I have included the code for a simple Numpy implementation of Gram-Schmidt. Here the row vectors of A are being orthogonalized. As a note, the usual convention is that the column vectors of A are being orthogonalized.
def classical_gs(A):
num_vecs = A.shape[0]
B = numpy.zeros_like(A)
for j in range(0, num_vecs):
temp = A[j]
for k in range(0, j):
temp = temp - B[k].T@A[j]*B[k]
B[j] = temp / numpy.linalg.norm(temp)
return B
However, this suffers from floating-point error accumulation with ill-conditioned matrices. While this is not a large problem in many applications, this becomes problematic when regressing polynomials or using it as a general procedure.
This has been approved upon with the modified Gram-Schmidt algorithm, where the floating-point error builds up is mitigated much better. As you can see, this is only reordering the order of operations from the previous algorithm, and if we had exact arithmetic, the results would be the same. The performance is approximately half of the previous algorithm in run time, but the result’s accuracy is much improved upon.

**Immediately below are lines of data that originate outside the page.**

PR #1740, opened 2023-02-22
PXC-4152 PXC-8.0.31 Refresh(Fixes compilation failures)

VarunNagaraju:
https://jira.percona.com/browse/PXC-4152

Fixes some array out of bound warnings upgraded to error for a successful compilation of code.

### DIFF
--- a/sql/wsrep_high_priority_service.cc
+++ b/sql/wsrep_high_priority_service.cc
@@ -588,7 +588,7 @@ int Wsrep_high_priority_service::log_dummy_write_set(
   return ret;
 }
 
-void Wsrep_high_priority_service::debug_crash(const char *crash_point) {
+void Wsrep_high_priority_service::debug_crash(const char *crash_point __attribute__((unused))) {
   assert(m_thd == current_thd);
   DBUG_EXECUTE_IF(crash_point, DBUG_SUICIDE(););
 }
--- a/sql/wsrep_mysqld.cc
+++ b/sql/wsrep_mysqld.cc
@@ -1115,7 +1115,7 @@ static void setup_galera_encryption_params(char* provider_options, size_t buf_si
   }
 
   snprintf(provider_options, buf_size, "%s", options.c_str());
-  provider_options[buf_size] = 0;
+  provider_options[buf_size - 1] = 0;
 }
 
 int wsrep_init() {
@@ -1175,7 +1175,7 @@ int wsrep_init() {
   } else {
     snprintf(buffer, buf_size, "%s", provider_options ? provider_options : "");
   }
-  buffer[buf_size] = 0;
+  buffer[buf_size - 1] = 0;
 
   /* Setup GCache and WSCache encryption according to
       wsrep_gcache_encrypt and wsrep_disk_pages_encrypt.


sql/partitioning/partition_base.cc
```diff
@@ -100,13 +100,13 @@ void part_name(char *out_buf, const char *path, const char *parent_elem_name,
       parent_elem_name ? parent_elem_name : elem_name, part_name, FN_REFLEN);
   if (parent_elem_name) {
     assert(part_name_length + sp_prefix_length < sizeof(part_name));
-    strncat(part_name, sp_prefix, sizeof(part_name) - part_name_length - 1);
+    strncat(part_name, sp_prefix, sizeof(part_name) - part_name_length);
```
dutow: Why? strncat can write a terminating null after the specified length, that -1 makes sense there.

sql/mysqld.cc
```diff
@@ -6237,7 +6237,7 @@ static int generate_server_uuid() {
 
   delete thd;
 
-  strncpy(server_uuid, uuid.c_ptr(), sizeof(server_uuid));
+  strncpy(server_uuid, uuid.c_ptr(), sizeof(server_uuid) - 1);
```
kamil-holubicki: I think the original is fine. We have 
```server_uuid[UUID_LENGTH] = '\0';```
2 lines below.
Does the compiler complain here?

sql/partitioning/partition_base.cc
VarunNagaraju: Right. But, It seems to have thrown the following warning

In function 'char* strncat(char*, const char*, size_t)',
    inlined from 'void native_part::part_name(char*, const char*, const char*, const char*)' at /home/venki/work/pxc/review/80/percona-xtradb-cluster/sql/partitioning/partition_base.cc:109:12:
/usr/include/x86_64-linux-gnu/bits/string_fortified.h:136:34: error: 'char* __builtin___strncat_chk(char*, const char*, long unsigned int, long unsigned int)' output may be truncated copying between 0 and 511 bytes from a string of length 511 [-Werror=stringop-truncation]
  136 |   return __builtin___strncat_chk (__dest, __src, __len, __bos (__dest));
      |          ~~~~~~~~~~~~~~~~~~~~~~~~^~~~~~~~~~~~~~~~~~~~~~~~~~~~~~~~~~~~~~
cc1plus: all warnings being treated as errors

Also, it seems like a PS issue. If required, should be handled in a different ticket. I'll remove this change.

sql/mysqld.cc
VarunNagaraju: It did not complain for me in the ubuntu:focal docker image with gcc 9.4.0. It also have seemed to have complained only on native focal. The warnings in sql/wsrep_high_priority_service.cc and sql/wsrep_mysqld.cc reproduced didn't reproduce locally and they appeared only in focal docker image. 
But anyway, since there's a null character added later, I'll remove this change as well.

sql/partitioning/partition_base.cc
kamil-holubicki: This warning comes from line 109. This is the 2nd strncat. It is emitted, because the src buffer is FN_REFLEN long, so the compiler thinks it may be the case that it will be truncated.
But in my opinion, it is OK, that's why we use strncat.
The solution for this warning would be dynamically allocating subpart_name with the maximum size that would fit strncat, but I don't think we wan't dynamic allocation here. 
Long story short: leave as it is (maybe we should suppress this warning in upstream PS @percona-ysorokin )

kamil-holubicki (approved):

def modified_gs(A:numpy.ndarray)->numpy.ndarray:
num_vecs = A.shape[0]
num_dims = A.shape[1]
L = numpy.zeros(num_vecs)
for i in range(num_vecs):
L[i] = numpy.sqrt(A[i].T@A[i])
V = A.copy() / L
B = V.copy()
for j in range(0, num_vecs):
B[j] = V[j]/numpy.sqrt(V[j].T@V[j])
for k in range(j, num_vecs):
V[k] = V[k] - (B[j].T@V[k])*B[j]
return B
Case Study
In the regression of polynomials, it helps orthogonalize a matrix called the Hilbert matrix. We can see a large difference in accuracy between the original and modified Gram-Schmidt algorithms for relatively small Hilbert matrices. For this example, we are going to orthogonalize the 10th Hilbert matrix.
This is relativley simple
from scipy.linalg import hilbert
A = hilbert(10)
Q1 = classical_gm(A)
Q2 = modified_gs(A)
We want to analyze the resulting orthonormal vectors to make sure that they are, in-fact, orthonormal. This is a utility function that allows us to calculate the worse failure in orthogonality and norm.
def characterize_basis(Q:numpy.ndarray)-> numpy.ndarray:
H = Q.T@Q
err_norm = numpy.max(numpy.abs(numpy.diag(H)-1))
for i in range(H.shape[0]):
H[i,i] = 0
err_orth = numpy.max(H)
print(f'Worse error from ||v_i|| = 1 condition is {err_norm}')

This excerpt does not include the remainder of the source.